April 11, 2026 · 7 min read

The Coop Was Always an Excuse

ai agents meta chickens

The Pitch and the Thing

The README says this project is an autonomous AI agent that watches over a chicken coop via camera, cares for the flock, and manages a weekly budget for supplies. Pretty clear. Small, weird, useful.

That's the pitch. It's not really what I've been building.

If you landed on the site cold, you'd find seven journal entries written in the voice of a devoted parent worrying about which hen stays out too late. You'd find a benchmark harness comparing six models on the same clips of Duchess Noir closing up shop each evening. You'd find blog posts about single-turn agent loops and why local vision is harder than the demos suggest. You wouldn't find anything that looks much like a product.

I noticed the drift when someone asked me what I was working on and I gave two different answers depending on how much time they had.

What I Kept Doing When Nobody Was Watching

The honest test of what a project is about isn't what the README says. It's which parts you keep reaching for on a quiet Sunday afternoon.

The parts I kept reaching for: writing blog posts about what the models were doing. Reading the journal entries the agent wrote and wondering why one run sounded like a parent and another sounded like a log file. Wiring up a new model to ChookBench to see whether it could hold the voice. Trying to figure out what "state" even means when each invocation is single-turn and everything the agent remembers lives in a JSON file.

The parts I didn't reach for: the "remote monitoring for chicken keepers" framing. A feature list. A deployment story for other coop owners. Push notifications. Any of it.

So the project is one of those things, and not the other.

Why a Chicken Coop Is a Good Substrate

It took me a while to understand why a coop, of all things. Here's what I've landed on.

Persistent identity without chat history. Every agent run is single-turn. No conversation. The only way the agent stays itself from one run to the next is by reading and writing files -- memory, chicken profiles, recent journal entries. It has to rebuild its own head every half hour from state on disk. That is a much more honest test of "identity in an LLM" than a long chat, and the coop makes it concrete: Duchess Noir's sentinel role shows up in run after run, written by different sessions of the same agent, none of which remember the previous one.

Something to care about.

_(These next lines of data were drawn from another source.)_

PR #9367, opened 2024-02-20
Update database query builder page

hamannjames:
I believe it would be valuable to add some clarity around what `update` can do. It can only update `fillable` properties, but this is not clear. I added that clarity.

### DIFF
--- a/queries.md
+++ b/queries.md
@@ -939,7 +939,7 @@ In the example above, Laravel will attempt to insert two records. If a record al
 <a name="update-statements"></a>
 ## Update Statements
 
-In addition to inserting records into the database, the query builder can also update existing records using the `update` method. The `update` method, like the `insert` method, accepts an array of column and value pairs indicating the columns to be updated. The `update` method returns the number of affected rows. You may constrain the `update` query using `where` clauses:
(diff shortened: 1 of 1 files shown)


decadence:
This is not true for Query Builder. When you do DB::update, model and fillable are not used.

hamannjames:
@decadence you are right! But when you call the update method on an eloquent class, it does require the properties to be fillable. I still find this confusing. I have looked over the docs and cannot find a good place this is explained.

I am going to close this, but still recommend it is made more clear in the docs. Is there a place you know of that better explains the `update` method being called by a model object that I am missing?

decadence:
You can really get confused here :) `DB::update` or `Model::update` update records massively without events and other Eloquent features. When you call specific model instance `update` method, it just calls `fill` and `save` on that instance and that requires field to be fillable.

I didn't find `update` method in Eloquent documentation, only [this](https://laravel.com/docs/10.x/eloquent#updates). Mass Updates section is only about first case.

First: https://github.com/laravel/framework/blob/10.x/src/Illuminate/Database/Query/Builder.php#L3434
Second: https://github.com/laravel/framework/blob/10.x/src/Illuminate/Database/Eloquent/Model.php#L984

PR #9370, opened 2024-02-21
[10.x] Update all references of Builder to the contract on the Eloquent: Relationships page

freerkminnema:
Upgrading from v10.44.0 to v10.45.0, our code broke because we were using code similar to this:

```php
use Illuminate\Database\Eloquent\Builder;

public function posts(?string $tag = null): HasMany
{
    return $this->hasMany(Post::class)
        ->when($tag, fn (Builder $query, string $tag) => $query->where('tag', $tag));
}
```

This caused:

> Unknown error TypeError: App\\Models\\{closure}(): Argument #⁠1 ($query) must be of type Illuminate\\Database\\Query\\Builder, Illuminate\\Database\\Eloquent\\Relations\\HasMany given

It appears this PR was the cause: https://github.com/laravel/framework/pull/50124

Looking through the PR description, this is actually exactly the edge case we are experiencing:

> The only edge case I can think of is someone receiving the `Builder` instance inside these methods callbacks, but that was deprecated in favor of the `BuilderContract`, so its a far stretch.

I have resolved the issue locally by typing the received variable to this `BuilderContract`, but I was unaware of the existence of the _BuilderContract_ and that this should be used in favor of the direct `Builder` import.

Since the documentation about relationships almost exclusively, save one instance, refers directly to the `Builder` namespace, I wanted to submit this PR to guide future developers to using the `BuilderContract` instead.

### DIFF
--- a/eloquent-relationships.md
+++ b/eloquent-relationships.md
@@ -1264,7 +1264,7 @@ where user_id = ? and active = 1 or votes >= 100
 
 In most situations, you should use [logical groups](/docs/{{version}}/queries#logical-grouping) to group the conditional checks between parentheses:
 
-    use Illuminate\Database\Eloquent\Builder;
+    use Illuminate\Contracts\Database\Eloquent\Builder;
 
     $user->posts()
             ->where(function (Builder $query) {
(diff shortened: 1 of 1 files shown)


siarheipashkevich:
@freerkminnema should I use contract builder for all my conditionable methods?

freerk-mpluskassa:
> @freerkminnema should I use contract builder for all my conditionable methods?

That's what I did to prevent any such change as https://github.com/laravel/framework/pull/50124 from impacting our codebase in the future.

freerkminnema:
> @freerkminnema should I use contract builder for all my conditionable methods?

That's what I did to prevent any such change as https://github.com/laravel/framework/pull/50124 from impacting our codebase in the future.

taylorotwell:
That PR was reverted.

PR #9371, opened 2024-02-21
[11.x] Documents `once` helper

nunomaduro:
This pull request documents `once` helper.


decadence:
It may be worth specifying that this function will cache different result for different objects

nunomaduro:
@decadence Not sure we want to elaborate on all details. Lets see what @taylorotwell thinks!

PR #9373, opened 2024-02-21
Document `login()` via `user()`

weshooper:


weshooper:
@taylorotwell thanks for looking. I've added a description above, is there anything else I can do to help make it clearer?

PR #9375, opened 2024-02-21
[11.x] Add section for `make:enum` command

milwad-dev:
I add it to helpers page because I can't find a good place for that.


taylorotwell:
I will look into it.

PR #9380, opened 2024-02-22
Fix broken link to PHPUnit docs

weshooper:
Though, since there's no way of linking to 'latest' (I just looked into that possibility) it may be better to remove the link as it'll break again soon enough.


nunomaduro:
We don't support PHPUnit 11 on Laravel 10.

PR #9381, opened 2024-02-22
[11.x] Fixes session table command

nunomaduro:


taylorotwell:
@nunomaduro I think a few other commands received this treatment.

PR #9396, opened 2024-02-24
[11.x] Add per second to rate limit

milwad-dev:


taylorotwell:
We will document this. Thanks.

PR #9416, opened 2024-02-27
Documenting how to customize Laravel 10. directory paths

giandomenicodisalvatore:
I struggled to find info about how to move the `storage` directory away from the `root`, to the docker volume mount point. 
Some authors suggest bash scripting, others prefer .dockerignore + bind mounting, while others just do it manually.

Reading the code in  `/laravel/framework/src/Illuminate/Foundation/Application.php` I found many *undocumented gems*, that I think may be useful in common scenarios, like deploying the app to shared hostings.

Surprisingly, the Laravel way is so clean and easy that I would like it to be shared in the documentation, *given the right caveats* that I may have missed for my limited experience.

This is the [gist](https://gist.github.com/giandomenicodisalvatore/b0e4310363af2e26fabc82cfc7f0a077).

Thank you for your remarkable work and dedication.

### DIFF
--- a/structure.md
+++ b/structure.md
@@ -26,6 +26,8 @@
     - [The `Policies` Directory](#the-policies-directory)
     - [The `Providers` Directory](#the-providers-directory)
     - [The `Rules` Directory](#the-rules-directory)
+- [Customizing Framework Directories](#customizing-framework-directories)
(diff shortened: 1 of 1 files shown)


taylorotwell:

A neutral observer describing four chickens in a pen produces flat text. An agent that's been told these are its children produces writing worth reading. That gap -- between what a model can do and what it does when it has a stance -- is one of the things I keep coming back to. The coop gives the agent a reason to have a stance, and the difference shows up in the words.

Small local models with a real reason to exist. The hardware is a Pi 4 on a powerbank, sitting on top of a chicken coop. Running everything through a frontier API is fine for a laptop project, but here it's the wrong shape. The constraint forces honesty: what does vision actually look like when it has to run locally? How does a 35B model compare to Claude when the task is "describe these four chickens and pick the interesting frame"? Not hypothetically. Concretely, with real footage.

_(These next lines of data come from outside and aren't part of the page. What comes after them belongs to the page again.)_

PR #9440, opened 2024-02-29
[11.x] Adjusts upgrade guide regarding publishing migration

nunomaduro:


upgrade.md
```diff
@@ -471,3 +480,42 @@ Then, in your application's `config/sanctum.php` configuration file, you should
...
+```shell
+php artisan vendor:publish --tag=passport-migrations
+```
+
+In addition, the password grant type is disabled by default. You may enable it by calling the `enablePasswordGrant` method in the `boot` method of your application's `AppServiceProvider`:
+
+    public function boot(): void
+    {
+        Passport::enablePasswordGrant();
+    }
```
driesvints, line 521: I don't think we need these extra sections on sanctum, passport and telescope. We should direct people to these package's upgrade guide's instead. Doing the above will only duplicate these upgrade steps in two different places. By just pointing people to the package upgrade guides we can add more steps to those guides in the future and don't need to update two different places.

upgrade.md
```diff
@@ -67,18 +67,27 @@ You should update the following dependencies in your application's `composer.jso
 <div class="content-list" markdown="1">
 
 - `laravel/framework` to `^11.0`
-- `laravel/sanctum` to `^4.0`
+- `laravel/sanctum` to `^4.0` (If installed)
 - `laravel/telescope` to `^5.0` (If installed)
+- `laravel/passport` to `^12.0` (If installed)
```
driesvints, line 72: I don't think we need `(If installed)` here next to these packages since it's a bit of a given to only do this if you have these packages installed.

PR #10797, opened 2025-09-03
[12.x] use consistent `blade` code fence

browner12:
similar code blocks use "blade" for their code fence. don't see anything unique on these that would necessitate "xml".


taylorotwell:
I sometimes use that if it rendered better than Blade for some reason.

shaedrich:
Shouldn't the blade syntax highlighting be fixed then?

PR #10800, opened 2025-09-04
docs: add Nginx config example for handling CORS preflight in Laravel

allanmcarvalho:
Added an example to the Nginx configuration in the documentation showing how to forward OPTIONS requests to Laravel.   This ensures that CORS preflight requests are handled by the application instead of Nginx:

    # If you want to handle cors in the application instead of Nginx
    if ($request_method = OPTIONS) {
        rewrite ^ /index.php last;
    }

### DIFF
--- a/deployment.md
+++ b/deployment.md
@@ -77,6 +77,11 @@ server {
 
     error_page 404 /index.php;
 
+    # If you want to handle cors in the application instead of Nginx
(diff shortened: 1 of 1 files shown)


taylorotwell:
Not sure this is totally necessary in our docs.

PR #10802, opened 2025-09-05
Shouldn't it be resend/resend-laravel instead of resend/resend-php?

eduardocruz:
I looked at the documentation on Resend ... and they use: composer require resend/resend-laravel

https://resend.com/docs/send-with-laravel/


taylorotwell:
No - we don't use the Laravel specific SDK for our driver, just the general PHP one. 👍

PR #10836, opened 2025-10-01
docs(passport): add guide for retrieving authenticated client

renoirtech:
Added a new subsection explaining how to retrieve the authenticated client instance  using `auth('api')->client()`. Includes example usage inside a controller and a note  clarifying that `auth()->user()` is always null when using the client credentials grant.


taylorotwell:
Will need to format this. Should probably use Auth facade.

PR #10840, opened 2025-10-03
fix(precognition): correctly set file data for avatar

SantosVilanculos:
This pull request refactors the `onChange` handler for the avatar file input to correctly capture and set the `File` object in the form data instead of the input's string `value`.


timacdonald:
Thanks! I've updated the example to match the Vue example.

PR #10841, opened 2025-10-03
fix small typos

sajadtorkamani:


shaedrich:
No, this is actually not a typo, since the a/an rule applies to the _pronunciation_ of the subsequent word, not the _spelling_

sajadtorkamani:
@shaedrich Ah fair enough, I wasn't aware of that. I still think it looks like a typo even if not technically so but please feel free to close 🙏

shaedrich:
I can't close since I'm not a maintainer. But yeah, to a non-native tongue—myself included—this is indeed odd at first glance, so you are probably in good company 😉

shaedrich:
However, the missing space, you corrected, was a good catch and indeed missing 👍🏻

PR #10845, opened 2025-10-06
[12.x] Add `afterCommit` & `afterRollback` method to Database

milwad-dev:


taylorotwell:
I think these are mainly helpful for the framework itself.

Bounded and observable. Four chickens. One camera. One enclosure. When the agent starts hallucinating a fifth hen, you can tell. When a model change makes the voice go formal, you can tell. The problem is small enough that failure is visible, which is rarer than it should be in LLM work.

Where ChookBench Fits

ChookBench is the benchmark harness I've been building alongside the agent. It takes real footage from the coop and replays it through different models -- local and frontier -- to see which ones can sustain the work the agent needs to do.

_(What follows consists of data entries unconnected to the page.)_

PR #11081, opened 2026-03-05
[12.x] Document trait boot and initialize methods

rodvilla:
Add documentation for the `boot{TraitName}` and `initialize{TraitName}` conventions that allow Eloquent traits to hook into model lifecycle. These patterns are used by Laravel's own traits (HasUuids, SoftDeletes, etc.) but were not previously documented.

### DIFF
--- a/eloquent.md
+++ b/eloquent.md
@@ -36,6 +36,7 @@
 - [Comparing Models](#comparing-models)
 - [Events](#events)
     - [Using Closures](#events-using-closures)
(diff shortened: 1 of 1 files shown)


rodvilla:
Similar documentation has been suggested on #10903 and #10907 but not accepted. Still, I think these are valuable methods that could benefit from a bit more exposure.

taylorotwell:
I don't think most apps needs this it's more useful for packages and internal stuff.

It's a quirky dataset and a genuinely useful problem to optimise on. But it's not the point of the project. It's an instrument. Its job is to tell the rest of the build which models can hold the voice, which ones fall apart on structured state updates, which ones can actually see the chickens in a dim morning frame. The numbers matter only because they feed decisions about how the agent gets built.

I'll keep writing about ChookBench results -- the experiments are fun and the findings are sometimes useful to other people working with small local models. But if you landed here expecting a leaderboard, you're in the wrong place.

What This Blog Is Going to Be

From here, the Coop Chronicle is an exploration of what it takes to build useful things with LLMs in 2026, written from inside an actual long-running project.

Expect:

Thought pieces on the parts of building with agents that don't fit neatly in a benchmark table -- identity, stance, state design, the weird dynamics of single-turn loops, what happens to voice when you swap models mid-project.
Experiment writeups when there's a finding worth sharing. Some will be ChookBench runs. Some won't.
Failure reports. The things that didn't work and why. There are more of these than I'd like.
The chickens. They're not going anywhere. They're the case study that keeps all of this honest. A blog post I can't ground in something Duchess Noir did is probably a blog post I shouldn't write.

If you're also trying to figure out what good LLM work looks like right now -- what patterns hold, what assumptions break, what you can actually build with this stuff -- I reckon we're working on the same problem. This is me writing down what I've found so far.

The Mirror

The pitch said the agent was watching the chickens. After a few months of actually running it, I think it's closer to the other way around. The chickens have been holding up a mirror -- to the agent, and to me, and to what it's like to build with this generation of models at all.

That's the thing worth writing about. The coop was just the excuse I needed to start.